# Mounting UFO Highbays to Purlins



## joebanana (Dec 21, 2010)

Beam clamps and uni-strut.


----------



## Forge Boyz (Nov 7, 2014)

How about this?








Sent from my Moto Z (2) using Tapatalk


----------



## Navyguy (Mar 15, 2010)

We just installed a few of them in a garage; drilled the beam for a 3/8" eye bolt, used a lock link / screw link at each end of a 3/4" chain. Chain was overkill, but wanted to match the lock link size and the "industrial look" of the garage.

Unfortunately I can't seem to find the pictures...

We are putting up some more in a wood truss shop next week. We will do a similar approach, but will likely just use 10-T jack chain, which is plenty strong to hold the fixture.

Cheers

John


----------



## sparky80 (Aug 1, 2016)

Is drilling the bottom of the purlin an issue?


----------



## Forge Boyz (Nov 7, 2014)

Not that I know of. I hung some on i-beams and was told by the GC that I could drill them for eyebolts that I used.

Sent from my Moto Z (2) using Tapatalk


----------



## telsa (May 22, 2015)

You sound like you've got purlin and truss crossed up. 

A purlin is RIGHT UP TO THE ROOF LINE. It's what the roof, itself, is attached to. 

High bays are just about NEVER attached to purlins... especially in commercial schemes.

The usual drill is for high bays to be mounted to the truss system... and for purlins atop the truss array... with the roof attached to the purlins... with the roof rough-in performed with modular elements that just drop in place. The weather proofing is then attached atop the modules to create a seamless weather barrier.

If your build really has the high bays attached all the way to the purlins, post a photo.

I want to see that.

BTW, the lower cord of the truss is often used by the other trades for this and that. But it's not where any structural engineer wants to see any serious load. Pulling downward on the bottom of a truss assembly greatly weakens it. That's why you'll see plumbers and pipe fitters going to the extra effort of rigging their hefty loads to the tops of the trusses. ( especially the open frame metal trusses so common these days in commercial and warehouse builds.)


----------



## Navyguy (Mar 15, 2010)

I think purlin is correct

http://sgcalabama.com/wp-content/uploads/2016/06/StructureImage1.png

at least in my example.

Cheers
John


----------



## gpop (May 14, 2018)

If the conduit and boxes have not been installed then heavy duty boxes with swivel mount fixture hangers would be a option. They have a 1/2 threaded female that you can add a hook or a piece of conduit to adjust the height.


----------



## macmikeman (Jan 23, 2007)

When I hear Purlin, I think about that z-bar sandwich looking thing that has a slot all the way across the bottom between two angle bars with z shaped or x pattern rods that zig zag up to the upper side which is a repeat of the lower . They are like roof truss only much stronger. I slide threaded rod thru the slot, washers and 3/8 rod nuts on top side and maybe the same on the bottom for some fixtures, especially ceiling fans in public schools that use that type of truss. The UFO'S usually Come with a backplate that has some holes in it for your rod and washers and nuts to support it . Ain't coming loose off there, but usually also there is some safety chain in the box the light comes in. Wrap that round the bottom cord of the purlin truss and secure with a two piece horseshoe nut.


----------



## B-Nabs (Jun 4, 2014)

macmikeman said:


> When I hear Purlin, I think about that z-bar sandwich looking thing that has a slot all the way across the bottom between two angle bars with z shaped or x pattern rods that zig zag up to the upper side which is a repeat of the lower . They are like roof truss only much stronger.

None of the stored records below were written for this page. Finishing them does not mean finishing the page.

PR #260, opened 2024-09-20
Added handling for user canceling the oauth process

fomalhautb:


packages/stack/src/components-page/error-page.tsx
```diff
@@ -18,13 +18,16 @@ export function ErrorPage(props: { fullPage?: boolean, searchParams: Record<stri
 
   const unknownErrorCard = <PredefinedMessageCard type='unknownError' fullPage={!!props.fullPage} />;
 
-  if (!errorCode || !message || !details) {
+  console.log(errorCode, message, details);
```
N2D4:
```suggestion
```

packages/stack/src/components-page/error-page.tsx
```diff
@@ -61,5 +64,22 @@ export function ErrorPage(props: { fullPage?: boolean, searchParams: Record<stri
...
 
+  if (error instanceof KnownErrors.OAuthProviderAccessDenied) {
+    return (
+      <MessageCard
+        title="OAuth provider access denied"
+        fullPage={!!props.fullPage}
+        primaryButtonText="Sign in again"
+        primaryAction={() => stackApp.redirectToSignIn()}
+        secondaryButtonText="Go to Home"
+        secondaryAction={() => stackApp.redirectToHome()}
```
N2D4: translate this

packages/stack/src/components-page/error-page.tsx
```diff
@@ -61,5 +64,22 @@ export function ErrorPage(props: { fullPage?: boolean, searchParams: Record<stri
...
+      >
+        <Typography>
+          {t("Did you maybe pressed cancel on the OAuth provider's page?")}
```
N2D4: grammar
```suggestion
          {t("The sign-in operation has been cancelled. Please try again. [access_denied]")}
```

packages/stack/src/components-page/error-page.tsx
```diff
@@ -61,5 +64,22 @@ export function ErrorPage(props: { fullPage?: boolean, searchParams: Record<stri
     );
   }
 
+  if (error instanceof KnownErrors.OAuthProviderAccessDenied) {
```
N2D4, line 65: I think instead of rendering this card, we should just redirect back to sign-in or sign-up (wherever we came from)

fomalhautb: Not a big fan of that UX, I think the user should still see that it failed

PR #262, opened 2024-09-22
fix overflow issue with long team names

Iamsidar07:
This PR fixes an issue where long team names would overflow their container in the UI. The changes ensure that team names are properly truncated.

mobile
desktop


fomalhautb:
thx

PR #263, opened 2024-09-23
OTP

fomalhautb:


packages/stack/package.json
```diff
@@ -1,6 +1,6 @@
 {
   "name": "@stackframe/stack",
-  "version": "2.5.37",
+  "version": "2.5.38",
```
N2D4: shouldn't we undo this until we bump the package versions?

N2D4 (approved):
just one comment, otherwise looks good

packages/stack/package.json
fomalhautb: Sure, will also add tests for the endpoints that checks the client version

PR #272, opened 2024-09-25
Add noRepeatPassword props

### LINKED ISSUE #267: Make password repeat on sign up configurable on the component
image

Create a prop option "noPasswordRepeat" on the component so that it hides the second "password repeat" field

Iamsidar07:
fixes #267 
Screenshot from 2024-09-25 08-49-21
Screenshot from 2024-09-25 08-49-31


packages/stack/src/components/credential-sign-up.tsx
```diff
@@ -12,7 +12,7 @@ import { useStackApp } from "..";
 import { useTranslation } from "../lib/translations";
 import { FormWarningText } from "./elements/form-warning";
 
-export function CredentialSignUp() {
+export function CredentialSignUp(props: { noPasswordRepeat?: boolean }) {
   const { t } = useTranslation();
 
   const schema = yupObject({
```
fomalhautb, line 18: Did you test if this signs in? I think the schema checks is not modified so it should not pass the "password must match" validation

fomalhautb (changes requested):

PR #282, opened 2024-09-27
feat: show error message when no auth method enabled

### LINKED ISSUE #269: Show an error message in SignIn component when no login methods are available
Currently it is just empty when you disable all the auth methods.

Iamsidar07:
fixes #269 
image


fomalhautb:
This only checks magic link and password email, but doesn't check if oauth is also empty

fomalhautb:
looks good, thx!

PR #287, opened 2024-09-30
New contact channels

fomalhautb:
This is a redesign of the contact channels/auth:
- Each contact channel has `isVerified`, `usedForAuth`, `isPrimary` attributes
- You can login with any contact channel that is `usedForAuth`
- otp/password auth methods now are not bound with identifier/contact channel


apps/e2e/tests/backend/endpoints/api/v1/auth/password/sign-up.test.ts
```diff
@@ -27,20 +27,27 @@ it("should sign up new users", async ({ expect }) => {
...
+        "profile_image_url": null,
+        "requires_totp_mfa": false,
+        "selected_team": null,
+        "selected_team_id": null,
+        "signed_up_at_millis": <stripped field 'signed_up_at_millis'>,
       },
-    ]
+      "headers": Headers { <some fields may have been hidden> },
+    }
   `);
```
N2D4, line 51: this should still test the auth methods

packages/stack-shared/src/interface/crud/users.ts
```diff
@@ -27,6 +36,18 @@ export const usersCrudServerReadSchema = fieldSchema.yupObject({
   profile_image_url: fieldSchema.profileImageUrlSchema.nullable().defined(),
   signed_up_at_millis: fieldSchema.signedUpAtMillisSchema.required(),
   has_password: fieldSchema.yupBoolean().required().meta({ openapiField: { description: 'Whether the user has a password associated with their account', exampleValue: true } }),
+  client_metadata: fieldSchema.userClientMetadataSchema,
+  client_read_only_metadata: fieldSchema.userClientReadOnlyMetadataSchema,
+  server_metadata: fieldSchema.userServerMetadataSchema,
+  last_active_at_millis: fieldSchema.userLastActiveAtMillisSchema.required(),
+  contact_channels: fieldSchema.yupArray(contactChannelSchema).required(),
```
N2D4: do we want this on here? I'm kinda split, if we have this, why don't we have auth_methods? contact_channels also has its own endpoint, so there's probably a world where we don't wanna duplicate the information on the users endpoint

(GraphQL would answer this for us)

packages/stack-shared/src/interface/crud/users.ts
```diff
@@ -35,41 +56,6 @@ export const usersCrudServerReadSchema = fieldSchema.yupObject({
...
   requires_totp_mfa: fieldSchema.yupBoolean().required().meta({ openapiField: { hidden: true, description: 'Whether the user is required to use TOTP MFA to sign in', exampleValue: false } }),
-  /**
-   * @deprecated
-   */
-  oauth_providers: fieldSchema.yupArray(fieldSchema.yupObject({
-    id: fieldSchema.yupString().required(),
-    account_id: fieldSchema.yupString().required(),
-    email: fieldSchema.yupString().nullable(),
-  }).required()).required().meta({ openapiField: { hidden: true, description: 'A list of OAuth providers connected to this account', exampleValue: [{ id: 'google', account_id: '12345', email: 'john.doe@gmail.com' }] } }),
-  auth_methods: fieldSchema.yupArray(fieldSchema.yupUnion(
```
N2D4, line 46: was there no place where we used auth_methods and connected_accounts in the frontend?

fomalhautb: I don't think they are used, I can double check

PR #296, opened 2024-10-10
Auto detect https for cookies

fomalhautb:

### DIFF
--- a/packages/stack/src/lib/cookie.ts
+++ b/packages/stack/src/lib/cookie.ts
@@ -4,31 +4,14 @@ import { calculatePKCECodeChallenge, generateRandomCodeVerifier, generateRandomS
 
 type SetCookieOptions = { maxAge?: number };
 
-function isRscCookieUnavailableError(e: any) {
-  const allowedMessageSnippets = ["was called outside a request scope", "cookies() expects to have requestAsyncStorage"];
-  return typeof e?.message === "string" && allowedMessageSnippets.some(msg => e.message.includes(msg));
-}
-
-function isRscHeadersUnavailableError(e: any) {
-  const allowedMessageSnippets = ["was called outside a request scope"];
-  return typeof e?.message === "string" && allowedMessageSnippets.some(msg => e.message.includes(msg));
-}
-
 export function getCookie(name: string): string | null {
-  try {
-    return rscCookies().get(name)?.value ?? null;
-  } catch (e: any) {
-    if (isRscCookieUnavailableError(e)) {
-      return Cookies.get(name) ?? null;
-    } else {
-      throw e;
-    }
-  } finally {
+  if (typeof window !== "undefined") {
     // This is a flag to automatically detect whether we're on https for the next server request
     // Check out the comment in setCookie for more details
-    if (typeof window !== "undefined" && window.location.protocol === "https:") {
-      Cookies.set("stack-is-https", "true");
-    }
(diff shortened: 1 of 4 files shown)


packages/stack/src/lib/cookie.ts
```diff
@@ -42,19 +48,34 @@ export function deleteCookie(name: string) {
...
+  if (typeof window !== "undefined" && window.location.protocol === "https:") {
+    isSecureCookie = true;
+  }
+  try {
+    const proto = rscHeaders().get("x-forwarded-proto");
+    if (proto === "https") {
+      isSecureCookie = true;
+    }
+  } catch (e: any) {
+    // Ignore
```
N2D4: never catch everything

packages/stack/src/lib/cookie.ts
```diff
@@ -1,23 +1,19 @@
...
-  } catch (e: any) {
-    if (isRscCookieUnavailableError(e)) {
-      return Cookies.get(name) ?? null;
-    } else {
-      throw e;
+  if (typeof window !== "undefined") {
+    // This is a flag to automatically detect whether we're on https for the next server request
+    // Check out the comment in setCookie for more details
+    if (window.location.protocol === "https:") {
+      Cookies.set("stack-is-https", "true");
```
N2D4: the `Secure` flag should be set

packages/stack/src/lib/cookie.ts
```diff
@@ -1,23 +1,19 @@
...
-  try {
-    return rscCookies().get(name)?.value ?? null;
-  } catch (e: any) {
-    if (isRscCookieUnavailableError(e)) {
-      return Cookies.get(name) ?? null;
-    } else {
-      throw e;
+  if (typeof window !== "undefined") {
+    // This is a flag to automatically detect whether we're on https for the next server request
+    // Check out the comment in setCookie for more details
```
N2D4:
```suggestion
    // If we are on https, set a helper cookie that lets the server know
    // see comment in `setCookie` below
```

packages/stack/src/lib/cookie.ts
```diff
@@ -30,37 +26,38 @@ export function setOrDeleteCookie(name: string, value: string | null, options: S
...
   }
 }
 
 export function setCookie(name: string, value: string, options: SetCookieOptions = {}) {
-  const isProd = process.env.NODE_ENV === "production";
-  try {
+  // Check if the current page is server over HTTPS with:
+  // 1. Check if the https cookie is set on the client (see comment above)
+  // 2. If on the client, check the protocol directly
+  // 3. If on the server, check the X-Forwarded-Proto header
```
N2D4:
```suggestion
  // Whenever the client is on HTTPS, we want to set the Secure flag on the cookie.
  //
  // This is not easy to find out on a Next.js server, so we use the following steps:
  //
  // 1. If we're on the client, we can check window.location.protocol which is the ground-truth
  // 2. Check whether the stack-is-https cookie exists. This cookie is set in various places on
  //      the client if the protocol is known to be HTTPS
  // 3. Check the X-Forwarded-Proto header
  // 4. Otherwise, assume HTTP without the S
  //
  // Note that malicious clients could theoretically manipulate the `stack-is-https` cookie or
  // the `X-Forwarded-Proto` header; that wouldn't cause any trouble except for themselves,
  // though.
```

N2D4 (approved):

PR #300, opened 2024-10-15
SDK docs

fomalhautb:


fomalhautb:
@patchbot ResolveComments

The correct way to use stack handler is like this, update the `docs/fern/docs/pages/sdk/stack-handler.mdx` file
```
import { StackHandler } from "@stackframe/stack";
import { stackServerApp } from "@/stack";

export default function Handler(props: any) {
  return <StackHandler fullPage app={stackServerApp} {...props} />;
}
```

fomalhautb:
@patchbot ResolveComments

The correct way to use the stack handler is like this, update the `docs/fern/docs/pages/sdk/stack-handler.mdx` file
```
import { StackHandler } from "@stackframe/stack";
import { stackServerApp } from "@/stack";

export default function Page(props: any) {
  return <StackHandler app={stackServerApp} {...props} /* filll in other parameters here */ />;
}
```

PR #313, opened 2024-10-22
migration from next-auth to stack guide

newtonfav:


fomalhautb:
This doesn't seem to contain any next-auth specific content

lacymorrow (changes requested):
Fix conflicts

PR #805, opened 2025-07-25
Update to single changelog source of truth for entire monorepo

madster456:
Consolidates all changelog into single file.


scripts/interactive-changelog.ts
```diff
@@ -0,0 +1,244 @@
...
+    '@stackframe/example-demo-app',
+    '@stackframe/docs-examples',
+    '@stackframe/example-middleware-demo',
+    '@stackframe/cjs-test',
+    '@stackframe/js-example',
+    '@stackframe/react-example',
+    '@stackframe/supabase-example',
+    '@stackframe/e-commerce-example',
+    '@stackframe/partial-prerendering-example'
+  ];
```
N2D4: Can we find those dynamically? They get outdated quickly

N2D4 (commented):
What's the new workflow

PR #858, opened 2025-08-21
Payments test mode

BilalG1:

### DIFF
--- a/apps/dashboard/src/lib/utils.tsx
+++ b/apps/dashboard/src/lib/utils.tsx
@@ -1,4 +1,5 @@
 import { getPublicEnvVar } from "@/lib/env";
+import { parseJson } from "@stackframe/stack-shared/dist/utils/json";
 import { clsx, type ClassValue } from "clsx";
 import { redirect } from "next/navigation";
 import { twMerge } from "tailwind-merge";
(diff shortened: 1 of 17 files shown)


apps/dashboard/src/lib/utils.tsx
```diff
@@ -20,7 +21,7 @@ export function devFeaturesEnabledForProject(projectId: string) {
   if (projectId === "internal") {
     return true;
   }
-  const allowedProjectIds = JSON.parse(getPublicEnvVar("NEXT_PUBLIC_STACK_ENABLE_DEVELOPMENT_FEATURES_PROJECT_IDS") || "[]");
+  const allowedProjectIds = parseJson(getPublicEnvVar("NEXT_PUBLIC_STACK_ENABLE_DEVELOPMENT_FEATURES_PROJECT_IDS") || "[]");
```
N2D4, line 24: accident?

N2D4: I don't think this owrks, parseJson returns a result

N2D4 (approved):

apps/e2e/tests/backend/endpoints/api/v1/payments/purchase-session.test.ts
N2D4, line 1: can you add some more e2e tests here for the test mode (failure cases, etc)

apps/dashboard/src/lib/utils.tsx
BilalG1: i think it is right since I want to check the result status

I know those as Wilson joists. 


Sent from my SM-G920W8 using Tapatalk


----------



## sparky80 (Aug 1, 2016)

joebanana said:


> Beam clamps and uni-strut.


Do you mean beam clamping unistrut between Purlins and then hang the fixture from the Unistrut?


----------



## sparky80 (Aug 1, 2016)

If I remember right they are CEE purlins if that helps anyone visualize. Thanks for the replies.


----------



## splatz (May 23, 2015)

There are all different kinds of purlins, I doubt there is an ANSI standard definition, usually any part of the roofing structure that runs parallel to the eaves on a pitched roof is called a purlin. 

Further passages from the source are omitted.